If a downward hook on the left end of this distribution is observed, it means a more stringent low intensity filter should be used.

3.5 Run Contrasts

Function runContrasts takes a named list of contrasts (see config chunk).

# Name the design matrix to be used
designMatrixName <- "ReplicateGroupDesign"

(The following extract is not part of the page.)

PR #2588, opened 2021-02-02
fix issue with sortby in data models

lindsey-w:
## Background

Bug in sorting of data models, was not taking into account the input `sortBy`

# Print the available column names for constructing contrasts:
print(colnames(dgeObj$ReplicateGroupDesign))
## [1] "ReplicateGroupSham"         "ReplicateGroupBDL"          "ReplicateGroupBDL_EXT.1024"
## [4] "ReplicateGroupBDL_Nint"     "ReplicateGroupBDL_Sora"
# Define the named contrasts from design matrix column names
contrastList  <- list(BDL_vs_Sham    = "ReplicateGroupBDL - ReplicateGroupSham",
                      EXT1024_vs_BDL = "ReplicateGroupBDL_EXT.1024  - ReplicateGroupBDL",
                      Nint_vs_BDL    = "ReplicateGroupBDL_Nint - ReplicateGroupBDL",
                      Sora_vs_BDL    = "ReplicateGroupBDL_Sora - ReplicateGroupBDL"
)

dgeObj <- runContrasts(dgeObj,
                       designMatrixName = designMatrixName,
                       contrastList     = contrastList,
                       qValue           = TRUE,
                       IHW              = TRUE)

kable(inventory(dgeObj))
ItemName ItemType BaseType Parent Class Row Col DateCreated
counts_orig counts_orig meta matrix 1000 48 2021-04-08 11:04:01
counts counts assay counts_orig matrix 951 48 2021-04-08 11:04:01
design_orig design_orig meta data.frame 48 10 2021-04-08 11:04:01
design design col design_orig data.frame 48 10 2021-04-08 11:04:01
geneData_orig geneData_orig meta data.frame 1000 8 2021-04-08 11:04:01
geneData geneData row geneData_orig data.frame 951 8 2021-04-08 11:04:01
granges_orig granges_orig meta geneData_orig GRanges 1000 NA 2021-04-08 11:04:01
granges granges row geneData GRanges 951 NA 2021-04-08 11:04:01
DGEList DGEList assay counts DGEList 951 48 2021-04-21 11:06:05
ReplicateGroupDesign designMatrix col design matrix 48 5 2021-04-21 11:06:07
ReplicateGroupDesign_Elist Elist assay DGEList , ReplicateGroupDesign EList 951 48 2021-04-21 11:06:11
ReplicateGroupDesign_corFit corFit meta ReplicateGroupDesign_Elist list 3 NA 2021-04-21 11:06:11
ReplicateGroupDesign_fit fit row ReplicateGroupDesign_Elist, ReplicateGroupDesign MArrayLM 951 5 2021-04-21 11:06:11
ReplicateGroupDesign_fit_cm contrastMatrix meta ReplicateGroupDesign_fit matrix 5 4 2021-04-21 11:06:12
ReplicateGroupDesign_fit_cf contrast_fit row ReplicateGroupDesign_fit MArrayLM 951 4 2021-04-21 11:06:12
BDL_vs_Sham topTable row ReplicateGroupDesign_fit_cf data.frame 951 13 2021-04-21 11:06:12
EXT1024_vs_BDL topTable row ReplicateGroupDesign_fit_cf data.frame 951 13 2021-04-21 11:06:12
Nint_vs_BDL topTable row ReplicateGroupDesign_fit_cf data.frame 951 13 2021-04-21 11:06:12
Sora_vs_BDL topTable row ReplicateGroupDesign_fit_cf data.frame 951 13 2021-04-21 11:06:12

After executing runContrasts, the topTable dataframes are present in the DGEobj and the DGE analysis is complete.

3.6 Alternative FDR scores

topTable provides a BH FDR value (adj.P.Val). Two optional FDR measures are supported that add additional columns to the topTable results. Use the Qvalue and IHW arguments to invoke these additional FDR measures.

See the vignettes for the qvalue and IHW packages for more details on these alternative FDR measures.